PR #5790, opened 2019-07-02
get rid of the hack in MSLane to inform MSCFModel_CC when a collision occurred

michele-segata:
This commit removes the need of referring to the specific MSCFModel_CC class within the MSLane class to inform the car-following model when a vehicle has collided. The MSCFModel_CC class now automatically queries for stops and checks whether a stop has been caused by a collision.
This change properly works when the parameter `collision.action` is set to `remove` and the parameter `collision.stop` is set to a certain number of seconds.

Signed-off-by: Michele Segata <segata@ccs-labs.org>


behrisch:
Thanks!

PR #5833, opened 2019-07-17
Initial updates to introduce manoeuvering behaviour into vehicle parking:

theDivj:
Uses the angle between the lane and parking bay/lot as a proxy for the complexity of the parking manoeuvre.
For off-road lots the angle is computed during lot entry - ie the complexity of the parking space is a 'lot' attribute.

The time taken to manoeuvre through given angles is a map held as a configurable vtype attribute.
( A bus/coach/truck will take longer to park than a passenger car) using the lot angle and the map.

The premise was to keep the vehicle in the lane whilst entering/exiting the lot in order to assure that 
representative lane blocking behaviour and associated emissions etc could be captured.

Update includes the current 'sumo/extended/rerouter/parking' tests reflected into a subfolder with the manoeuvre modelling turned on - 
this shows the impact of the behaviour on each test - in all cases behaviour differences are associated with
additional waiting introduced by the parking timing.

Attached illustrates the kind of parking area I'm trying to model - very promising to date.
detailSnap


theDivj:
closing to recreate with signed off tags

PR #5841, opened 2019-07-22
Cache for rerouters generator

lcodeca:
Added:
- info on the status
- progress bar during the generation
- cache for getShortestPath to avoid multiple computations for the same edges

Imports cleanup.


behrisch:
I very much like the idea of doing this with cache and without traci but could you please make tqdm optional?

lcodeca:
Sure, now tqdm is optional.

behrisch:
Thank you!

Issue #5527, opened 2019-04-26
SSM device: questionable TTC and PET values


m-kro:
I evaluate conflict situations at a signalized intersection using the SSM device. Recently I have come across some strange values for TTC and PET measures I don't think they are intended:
|---|
» **WORK ITEM**
Look above for the line with "Initial updates to" and the line with "The premise was"; transcribe both and all lines in between, exactly, and nothing else.

» **SOLUTION BELOW**
Initial updates to introduce manoeuvering behaviour into vehicle parking:

theDivj:
Uses the angle between the lane and parking bay/lot as a proxy for the complexity of the parking manoeuvre.
For off-road lots the angle is computed during lot entry - ie the complexity of the parking space is a 'lot' attribute.

The time taken to manoeuvre through given angles is a map held as a configurable vtype attribute.
( A bus/coach/truck will take longer to park than a passenger car) using the lot angle and the map.

The premise was to keep the vehicle in the lane whilst entering/exiting the lot in order to assure that 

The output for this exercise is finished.